PR #3760, opened 2022-08-18
ReflowSequence 1: Scope + Respacing

alanmcruickshank:
This is a start on #946 / #3673.

It also looks a bit different from when originally drafted. Some of that functionality was merged separately in #3766.

What it does do:
- Brings in frameworks for reflow in the `utils` library.
  - This is mainly based around a `ReflowSequence` which contains alternating `ReflowBlock` elements (which are the things we can reflow - essentially the things we _can't_ change) and `ReflowPoint` elements (which are the things that we can edit during a reflow).
- Migrates `L001` to the new reflow sequence framework.

Next steps would be:
- Bring the other "spacing" rules into the same framework: `L005`, `L006`, `L008`
- Bring `L007` into the framework (relationship between newlines and operators).
- Bring `L009` into the framework (file should end with newline).

The hard rules are going to be `L019` (leading/trailing commas) and `L003` (indentation) - but I think once they're in it will be pretty easy to build a `reflow` api (or even cli) command.

### DIFF
--- a/src/sqlfluff/rules/L001.py
+++ b/src/sqlfluff/rules/L001.py
@@ -1,11 +1,12 @@
 """Implementation of Rule L001."""
-from sqlfluff.core.rules import BaseRule, LintResult, LintFix, RuleContext
-from sqlfluff.core.rules.crawlers import SegmentSeekerCrawler
+from typing import List
+from sqlfluff.core.rules import BaseRule, LintResult, RuleContext
+from sqlfluff.core.rules.crawlers import RootOnlyCrawler
 from sqlfluff.core.rules.doc_decorators import (
     document_fix_compatible,
     document_groups,
 )
-from sqlfluff.utils.functional import FunctionalContext, sp
+from sqlfluff.utils.reflow.classes import ReflowSequence
 
 
 @document_groups
@@ -36,27 +37,15 @@ class Rule_L001(BaseRule):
+++++
The exact lines of the material above starting at the one that contains "sqlfluff.core.rules.crawlers import RootOnlyCrawler" and ending at the one that contains "-from sqlfluff.utils.functional import" are what to retype; leave out everything else.

+from sqlfluff.core.rules.crawlers import RootOnlyCrawler
 from sqlfluff.core.rules.doc_decorators import (
     document_fix_compatible,
     document_groups,
 )
-from sqlfluff.utils.functional import FunctionalContext, sp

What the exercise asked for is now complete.